## Aim of the exercise
All lines from the entries below that contain the string "handleBroadcast" should be copied out.

## Data shown

##########

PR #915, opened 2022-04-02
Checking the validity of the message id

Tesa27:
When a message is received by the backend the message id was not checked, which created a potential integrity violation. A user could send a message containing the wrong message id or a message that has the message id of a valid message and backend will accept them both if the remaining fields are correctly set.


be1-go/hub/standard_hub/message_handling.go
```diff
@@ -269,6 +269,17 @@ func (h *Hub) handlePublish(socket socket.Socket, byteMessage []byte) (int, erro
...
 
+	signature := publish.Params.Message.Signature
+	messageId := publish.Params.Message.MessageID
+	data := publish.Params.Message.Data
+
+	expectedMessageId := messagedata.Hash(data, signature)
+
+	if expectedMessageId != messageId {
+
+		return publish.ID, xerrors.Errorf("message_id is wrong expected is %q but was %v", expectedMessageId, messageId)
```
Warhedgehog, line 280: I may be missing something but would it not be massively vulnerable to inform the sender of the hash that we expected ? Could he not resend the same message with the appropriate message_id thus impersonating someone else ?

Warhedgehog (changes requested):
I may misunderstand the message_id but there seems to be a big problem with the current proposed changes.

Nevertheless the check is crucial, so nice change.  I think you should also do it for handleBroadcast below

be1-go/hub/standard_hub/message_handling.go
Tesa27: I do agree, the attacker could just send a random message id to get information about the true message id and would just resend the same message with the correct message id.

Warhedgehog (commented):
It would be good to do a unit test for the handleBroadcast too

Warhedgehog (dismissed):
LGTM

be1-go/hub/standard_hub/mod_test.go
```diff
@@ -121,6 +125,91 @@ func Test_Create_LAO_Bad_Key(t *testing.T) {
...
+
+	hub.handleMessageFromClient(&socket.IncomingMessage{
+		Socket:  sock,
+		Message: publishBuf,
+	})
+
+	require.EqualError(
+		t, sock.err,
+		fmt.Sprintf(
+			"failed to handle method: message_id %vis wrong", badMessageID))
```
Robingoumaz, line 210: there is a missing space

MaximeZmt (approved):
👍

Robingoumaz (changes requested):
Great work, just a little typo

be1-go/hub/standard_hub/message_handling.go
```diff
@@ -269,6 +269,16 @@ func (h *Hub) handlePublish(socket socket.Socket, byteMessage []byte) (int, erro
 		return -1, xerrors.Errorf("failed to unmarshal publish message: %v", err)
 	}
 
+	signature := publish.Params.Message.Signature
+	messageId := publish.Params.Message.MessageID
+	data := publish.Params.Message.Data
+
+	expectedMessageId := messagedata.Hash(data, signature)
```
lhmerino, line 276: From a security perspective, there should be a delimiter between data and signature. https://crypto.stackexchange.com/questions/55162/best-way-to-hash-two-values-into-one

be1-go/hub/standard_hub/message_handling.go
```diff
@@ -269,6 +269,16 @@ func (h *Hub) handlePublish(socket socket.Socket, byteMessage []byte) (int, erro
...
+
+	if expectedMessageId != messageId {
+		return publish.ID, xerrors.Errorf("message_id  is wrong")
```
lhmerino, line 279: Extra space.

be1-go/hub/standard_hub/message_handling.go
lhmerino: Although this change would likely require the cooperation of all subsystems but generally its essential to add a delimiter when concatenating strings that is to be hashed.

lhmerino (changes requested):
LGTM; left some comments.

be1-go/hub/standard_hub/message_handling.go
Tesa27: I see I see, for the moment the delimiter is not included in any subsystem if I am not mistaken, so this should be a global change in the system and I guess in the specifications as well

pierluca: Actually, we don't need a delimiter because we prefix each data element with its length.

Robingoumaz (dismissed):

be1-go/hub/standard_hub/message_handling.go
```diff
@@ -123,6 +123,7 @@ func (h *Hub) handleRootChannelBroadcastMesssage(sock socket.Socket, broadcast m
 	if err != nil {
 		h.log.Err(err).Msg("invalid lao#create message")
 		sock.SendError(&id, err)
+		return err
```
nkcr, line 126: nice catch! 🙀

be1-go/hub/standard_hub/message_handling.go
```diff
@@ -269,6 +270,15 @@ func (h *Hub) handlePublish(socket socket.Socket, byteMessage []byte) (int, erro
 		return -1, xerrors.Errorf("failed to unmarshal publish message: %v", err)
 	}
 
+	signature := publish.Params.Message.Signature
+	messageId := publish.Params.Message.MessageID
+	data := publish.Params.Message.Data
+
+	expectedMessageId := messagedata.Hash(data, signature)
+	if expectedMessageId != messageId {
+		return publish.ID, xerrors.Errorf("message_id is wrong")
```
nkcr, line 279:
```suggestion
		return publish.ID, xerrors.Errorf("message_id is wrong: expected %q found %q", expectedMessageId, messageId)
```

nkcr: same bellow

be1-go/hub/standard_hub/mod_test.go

##########

## Result of the exercise
Nevertheless the check is crucial, so nice change.  I think you should also do it for handleBroadcast below
It would be good to do a unit test for the handleBroadcast too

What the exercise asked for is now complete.